2010 Training. Lesson #1 – Tipping
I have decided to do a series of off-the-cuff lessons for the unsuspecting tourists coming to our fantastic country during that World Cup thingy later this year.
Lesson #1: Tipping.
Now good service is not the first thing we South Africans expect from our “service” industry, sad hey? But when we do get it we tend to forget to show our appreciation. This is may be because our “standard” tipping rate of 10% is too high. We should rather give say 5% for average, and 10% for good service.
This is all good and well in a rest-your-aunt environment but what about the guy carrying your bags, or the driver of your shuttle, the maid cleaning your room, the author of your favourite blog site?
This is where knowledge of that persons’ cost of living will come in handy. So here is a general income vs. cost of living breakdown on a couple of employment levels in South Africa.
Driver. He/she would earn approx R3,500 – R5,500 per month depending on the type of vehicle, bla, blabla! Now considering it costs them approximately R10 per leg of a journey to work and back; a pair of nice shoes costs up to R500; school fees for a “township” child around R1,300 per year; a months rent on a “township” room R350 – R500 per month. So a R10 tip means a “free” days travel for them; a R100 tip means groceries; and a R500 tip means he takes the whole neighbourhood out for a beer!
Cleaning lady. She would earn from R2,000 – R3,500 depending on the establishment. With the same living expenses as a driver the tip is therefore a much higher percentage of her earnings.
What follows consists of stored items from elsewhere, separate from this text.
Issue #3825, opened 2015-12-29
Func<object,object> as Model not working anymore


andrew-vandenbrink:
PaperMaterial.cshtml
```
@model Func<object, object>
@{

}
<paper-material>@Model(null)</paper-material>
```

PaperMaterialViewComponent.cs
```
public class PaperMaterialViewComponent : ViewComponent
    {       
        public IViewComponentResult Invoke(Func<object,object> content)
        {
            return View("~/Components/PaperMaterial", content);
        }
    }
```

Calling it this way not working
```
@Component.Invoke("PaperMaterial",
                        @<strong>Is there any way 
to put html or script as parameter within view component?</strong>)
```

This is the exception
![image](https://cloud.githubusercontent.com/assets/12871379/12034995/3c33fa2c-ae38-11e5-819a-9f80383a428d.png)

NTaylorMullen:
2b83dbb52e7fba7612859a8954556475ef947760

PR #3877, opened 2016-01-06
Make `ExpressionRewriter` more resilient to unconvertible types.

NTaylorMullen:
#3825

### DIFF
--- a/src/Microsoft.AspNet.Mvc.Razor/Compilation/ExpressionRewriter.cs
+++ b/src/Microsoft.AspNet.Mvc.Razor/Compilation/ExpressionRewriter.cs
@@ -35,7 +35,7 @@ namespace Microsoft.AspNet.Mvc.Razor.Compilation
         {
             if (IsInsideClass)
             {
-                // Avoid recursing into nested classes. 
+                // Avoid recursing into nested classes.
                 return node;
             }
 
@@ -101,7 +101,12 @@ namespace Microsoft.AspNet.Mvc.Razor.Compilation
             //      }
             //
             var type = SemanticModel.GetTypeInfo(node);
-            if (type.ConvertedType.Name != typeof(Expression).Name &&
+
+            // Due to an anomaly where Roslyn (depending on code sample) may finish compilation without diagnostic
+            // errors (this code path does not execute when diagnostic errors are present) we need to validate that
+            // the ConvertedType was determined/is not null.
+            if (type.ConvertedType == null ||
+                type.ConvertedType.Name != typeof(Expression).Name &&
                 type.ConvertedType.ContainingNamespace.Name != typeof(Expression).Namespace)
             {
                 return node;
@@ -129,7 +134,7 @@ namespace Microsoft.AspNet.Mvc.Razor.Compilation
             SimpleLambdaExpressionSyntax node,
             IdentifierNameSyntax memberAccess)
         {
-            // We want to make the new span 
+            // We want to make the new span
             var originalSpan = node.GetLocation().GetMappedLineSpan();
 
             // Start by collecting all the trivia 'inside' the expression - we need to tack that on the end, but
--- a/test/Microsoft.AspNet.Mvc.Razor.Test/Compilation/ExpressionRewriterTest.cs
+++ b/test/Microsoft.AspNet.Mvc.Razor.Test/Compilation/ExpressionRewriterTest.cs
@@ -4,8 +4,6 @@
 using System;
 using System.Collections.Generic;
 using System.Linq;
-using System.Linq.Expressions;
-using System.Reflection;
 using Microsoft.CodeAnalysis;
 using Microsoft.CodeAnalysis.CSharp;
 using Microsoft.CodeAnalysis.CSharp.Syntax;
@@ -18,6 +16,46 @@ namespace Microsoft.AspNet.Mvc.Razor.Compilation
 {
     public class ExpressionRewriterTest
     {
+        [Fact]
+        public void ExpressionRewriter_DoesNotThrowsOnUnknownTypes()
+        {
+            // Arrange
+            var source = @"
+using System.Threading.Tasks;
+using Microsoft.AspNet.Mvc;
+using Microsoft.AspNet.Mvc.Razor;
+
+public class ExamplePage : RazorPage
+{
+    public IViewComponentHelper Component { get; set; }
+
+    public override async Task ExecuteAsync()
+    {
+        Write(
+            await Component.InvokeAsync(
+                ""SomeComponent"",
+                item => new HelperResult((__razor_template_writer) => WriteLiteralTo(__razor_template_writer, ""Hello World""))));
+        }
+    }
+";
+            var tree = CSharpSyntaxTree.ParseText(source);
+
+            // Allow errors here because of an anomaly where Roslyn (depending on code sample) will finish compilation
+            // without diagnostic errors. This test case replicates that scenario by allowing a semantic model with
+            // errors to be visited by the expression rewriter to validate unexpected exceptions aren't thrown.
+            // Error created: "Cannot convert lambda expression to type 'object' because it is not a delegate type."
+            var compilation = Compile(tree, allowErrors: true);
+            var semanticModel = compilation.GetSemanticModel(tree, ignoreAccessibility: true);
+            var rewriter = new ExpressionRewriter(semanticModel);
+            var root = tree.GetRoot();
+
+            // Act
+            var result = rewriter.Visit(root);
+
+            // Assert
+            Assert.True(root.IsEquivalentTo(result));
+        }
+
         [Fact]
         public void ExpressionRewriter_CanRewriteExpression_IdentityExpression()
         {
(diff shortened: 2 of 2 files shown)


test/Microsoft.AspNet.Mvc.Razor.Test/Compilation/ExpressionRewriterTest.cs
```diff
@@ -472,10 +503,13 @@ private CSharpCompilation Compile(SyntaxTree tree)
...
 
-            var diagnostics = compilation.GetDiagnostics();
-            if (diagnostics.Length > 0)
+            if (!allowErrors)
             {
-                Assert.False(true, string.Join(Environment.NewLine, diagnostics));
+                var diagnostics = compilation.GetDiagnostics();
+                if (diagnostics.Length > 0)
+                {
+                    Assert.False(true, string.Join(Environment.NewLine, diagnostics));
```
dougbu: Just `Assert.False(diagnostics.Length == 0, string.Join(Environment.NewLine, diagnostics));`

NTaylorMullen: Didn't touch this code, will change it though.

test/Microsoft.AspNet.Mvc.Razor.Test/Compilation/ExpressionRewriterTest.cs
```diff
@@ -19,6 +19,37 @@ namespace Microsoft.AspNet.Mvc.Razor.Compilation
...
+    {
+        Write(
+            await Component.InvokeAsync(
+                ""SomeComponent"",
+                item => new HelperResult((__razor_template_writer) => WriteLiteralTo(__razor_template_writer, ""Hello World""))));
+        }
+    }
+";
+            var tree = CSharpSyntaxTree.ParseText(source);
+            var compilation = Compile(tree, allowErrors: true);
```
dougbu: Exactly how does the system get into a state where it ignores C# compilation errors? That is, how is the `ExpressionRewriter` reached after compilation fails?

I'm wondering whether there's a more important underlying bug that this PR partially works around.

dougbu: Also deserves a comment about the expected error here.

NTaylorMullen: Ryan and I poked around this yesterday and it's truly an anomaly. When attempting to replicate the user who reported this bugs scenario by fabricating a near similar example you end up running into compilation errors prior to ever hitting the `ExpressionRewriter`. However, attempting the users exact code side by side failed after compile. 

After a significant time investment into trying to determine why Roslyn was parsing/compiling the way it was for the users code but not ours (we tried to duplicate without `ViewComponents`) we threw in the towel and decided making the `ExpressionRewriter` more resilient was an appropriate fix.

Can add a comment explaining this background.

dougbu: :+1:

NTaylorMullen:
:up: :date:

test/Microsoft.AspNet.Mvc.Razor.Test/Compilation/ExpressionRewriterTest.cs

So now convert R3,500 into foreign currency and you have $470, £280 pound or €320. How far does that get you? Considering our LARGEST bank note is a R200, (in the US it is a $100 bill, in Europe it’s the €500 note) the “purchase value” of our money is reasonably high.
So at the end of our first lesson, I hope you understand the “value” of our Rand better. Feel free to ask any questions in the comments section below.
I will cover other aspects of the Rand and its’ buying power in later posts.